### What the task requires
Each line below has to be output exactly, from first to last.

[Saved entries]
PR #2144, opened 2025-11-05
[consensus/marshal] Enshrine Finalizer Wait

patrick-ogrady:
Fixes: #2135

Instead of asking the application to block on `Update::Block` and not on `Update::Tip`, we enshrine this "acknowledged delivery" behavior with a `oneshot::Sender`.

PR #2202, opened 2025-11-11
[consensus/marshal] specific reporters type to send to multiple consumers

SuperFluffy:
This patch provides a marshal-specific `Reporters` type to allow sending the `Update<B>` enum to more than one consumer.

https://github.com/commonwarexyz/monorepo/pull/2144 enshrined finalizer await by including a oneshot channel in the `marshal::Update<B>` enum, which is a good change. However, it broke the `consensus::Reporter for Reporters<R1, R2>` impl by requiring that the `Activity: Clone`. https://github.com/commonwarexyz/monorepo/blob/fe0dcf4bab6ab5a944d43f3675a6346cbed07862/consensus/src/reporter.rs#L31-L36.

This was likely not caught because no commonware example uses `consensus::Reporters` in the marshal agent.

### DIFF
--- a/consensus/src/marshal/mod.rs
+++ b/consensus/src/marshal/mod.rs
@@ -65,7 +65,7 @@ pub mod resolver;
 use crate::{simplex::signing_scheme::Scheme, types::Epoch, Block, Reporter};
 use futures::{
     channel::oneshot,
-    future::{self, join, Either},
+    future::{join, try_join},
 };
 use std::sync::Arc;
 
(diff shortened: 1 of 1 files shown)


clabby (commented):
Looks good. Mind adding a short test for 2 & 3 reporters (the latter nesting the new struct: `Reporters<A, Reporter, Reporters<A, Reporter, Reporter>>`)?

SuperFluffy:
> Looks good. Mind adding a short test for 2 & 3 reporters (the latter nesting the new struct: `Reporters<A, Reporter, Reporters<A, Reporter, Reporter>>`)?

Added some very simple tests checking receipt of acks and blocks.

consensus/src/marshal/actor.rs
```diff
@@ -754,11 +768,18 @@ impl<
 
         let (height, commitment) = (block.height(), block.commitment());
         let (ack_tx, ack_rx) = oneshot::channel();
-        application.report(Update::Block(block, ack_tx)).await;
-        self.pending_ack.replace(PendingAck {
+        let application = application.clone();
```
clabby: note - We already have the assumption that `application` is a cheap clone (either a mailbox or a shallow struct for `Marshaled`.) This should be low-cost.

consensus/src/marshal/mod.rs
```diff
@@ -62,10 +62,78 @@ pub mod ingress;
...
+    channel::oneshot,
+    future::{self, join, Either},
+};
 use std::sync::Arc;
 
+/// A marshal-specific reporter to report finalizer activity to more than one reporter.
+///
+/// Use this type if to send marshal [`Update`] to more than one consumer.
+///
+/// The reason this exists in addition [`crate::reporter::Reporters`], is that
```
patrick-ogrady, line 76: I considered making a new type for this to avoid a custom reporter but it becomes very difficult to actually know when it is safe to "listen" on this type (as one actor may finish before the "sender" is cloned).

It seems we need to be explicit in the number of recipients to ensure we properly wait for everything.

consensus/src/marshal/mod.rs
```diff
@@ -1135,4 +1206,167 @@ mod tests {
...
+    }
+    impl Reporter for Mailbox {
+        type Activity = Update<B>;
+
+        async fn report(&mut self, activity: Self::Activity) {
+            self.inner.send(activity).await.unwrap()
+        }
+    }
+
+    #[test_async]
```
patrick-ogrady, line 1223: forgot about this lol...fml

consensus/src/marshal/actor.rs
```diff
@@ -754,11 +768,18 @@ impl<
...
+        pending_ack.replace(PendingAck {
             height,
             commitment,
-            receiver: ack_rx,
+            receiver: async move {
+                application
+                    .clone()
```
patrick-ogrady: This second clone is unnecessary (pushed a fix)

consensus/src/marshal/actor.rs
```diff
@@ -754,11 +768,17 @@ impl<
...
-        application.report(Update::Block(block, ack_tx)).await;
-        self.pending_ack.replace(PendingAck {
+        pending_ack.replace(PendingAck {
             height,
             commitment,
-            receiver: ack_rx,
+            receiver: {
+                let mut application = application.clone();
+                async move {
+                    application.report(Update::Block(block, ack_tx)).await;
```
patrick-ogrady, line 777: I don't like that we call report in async here but not for tip. It implies a very specific function of report() that to me indicates of a deeper issue.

### Problem solution
PR #2144, opened 2025-11-05
[consensus/marshal] Enshrine Finalizer Wait

patrick-ogrady:
Fixes: #2135

Instead of asking the application to block on `Update::Block` and not on `Update::Tip`, we enshrine this "acknowledged delivery" behavior with a `oneshot::Sender`.

PR #2202, opened 2025-11-11
[consensus/marshal] specific reporters type to send to multiple consumers

SuperFluffy:
This patch provides a marshal-specific `Reporters` type to allow sending the `Update<B>` enum to more than one consumer.

https://github.com/commonwarexyz/monorepo/pull/2144 enshrined finalizer await by including a oneshot channel in the `marshal::Update<B>` enum, which is a good change. However, it broke the `consensus::Reporter for Reporters<R1, R2>` impl by requiring that the `Activity: Clone`. https://github.com/commonwarexyz/monorepo/blob/fe0dcf4bab6ab5a944d43f3675a6346cbed07862/consensus/src/reporter.rs#L31-L36.

This was likely not caught because no commonware example uses `consensus::Reporters` in the marshal agent.

### DIFF
--- a/consensus/src/marshal/mod.rs
+++ b/consensus/src/marshal/mod.rs
@@ -65,7 +65,7 @@ pub mod resolver;
 use crate::{simplex::signing_scheme::Scheme, types::Epoch, Block, Reporter};
 use futures::{
     channel::oneshot,
-    future::{self, join, Either},
+    future::{join, try_join},
 };
 use std::sync::Arc;
 
(diff shortened: 1 of 1 files shown)


clabby (commented):
Looks good. Mind adding a short test for 2 & 3 reporters (the latter nesting the new struct: `Reporters<A, Reporter, Reporters<A, Reporter, Reporter>>`)?

SuperFluffy:
> Looks good. Mind adding a short test for 2 & 3 reporters (the latter nesting the new struct: `Reporters<A, Reporter, Reporters<A, Reporter, Reporter>>`)?

Added some very simple tests checking receipt of acks and blocks.

consensus/src/marshal/actor.rs
```diff
@@ -754,11 +768,18 @@ impl<
 
         let (height, commitment) = (block.height(), block.commitment());
         let (ack_tx, ack_rx) = oneshot::channel();
-        application.report(Update::Block(block, ack_tx)).await;
-        self.pending_ack.replace(PendingAck {
+        let application = application.clone();
```
clabby: note - We already have the assumption that `application` is a cheap clone (either a mailbox or a shallow struct for `Marshaled`.) This should be low-cost.

consensus/src/marshal/mod.rs
```diff
@@ -62,10 +62,78 @@ pub mod ingress;
...
+    channel::oneshot,
+    future::{self, join, Either},
+};
 use std::sync::Arc;
 
+/// A marshal-specific reporter to report finalizer activity to more than one reporter.
+///
+/// Use this type if to send marshal [`Update`] to more than one consumer.
+///
+/// The reason this exists in addition [`crate::reporter::Reporters`], is that
```
patrick-ogrady, line 76: I considered making a new type for this to avoid a custom reporter but it becomes very difficult to actually know when it is safe to "listen" on this type (as one actor may finish before the "sender" is cloned).

It seems we need to be explicit in the number of recipients to ensure we properly wait for everything.

consensus/src/marshal/mod.rs
```diff
@@ -1135,4 +1206,167 @@ mod tests {
...
+    }
+    impl Reporter for Mailbox {
+        type Activity = Update<B>;
+
+        async fn report(&mut self, activity: Self::Activity) {
+            self.inner.send(activity).await.unwrap()
+        }
+    }
+
+    #[test_async]
```
patrick-ogrady, line 1223: forgot about this lol...fml

consensus/src/marshal/actor.rs
```diff
@@ -754,11 +768,18 @@ impl<
...
+        pending_ack.replace(PendingAck {
             height,
             commitment,
-            receiver: ack_rx,
+            receiver: async move {
+                application
+                    .clone()
```
patrick-ogrady: This second clone is unnecessary (pushed a fix)

consensus/src/marshal/actor.rs
```diff
@@ -754,11 +768,17 @@ impl<
...
-        application.report(Update::Block(block, ack_tx)).await;
-        self.pending_ack.replace(PendingAck {
+        pending_ack.replace(PendingAck {
             height,
             commitment,
-            receiver: ack_rx,
+            receiver: {
+                let mut application = application.clone();
+                async move {
+                    application.report(Update::Block(block, ack_tx)).await;
```
patrick-ogrady, line 777: I don't like that we call report in async here but not for tip. It implies a very specific function of report() that to me indicates of a deeper issue.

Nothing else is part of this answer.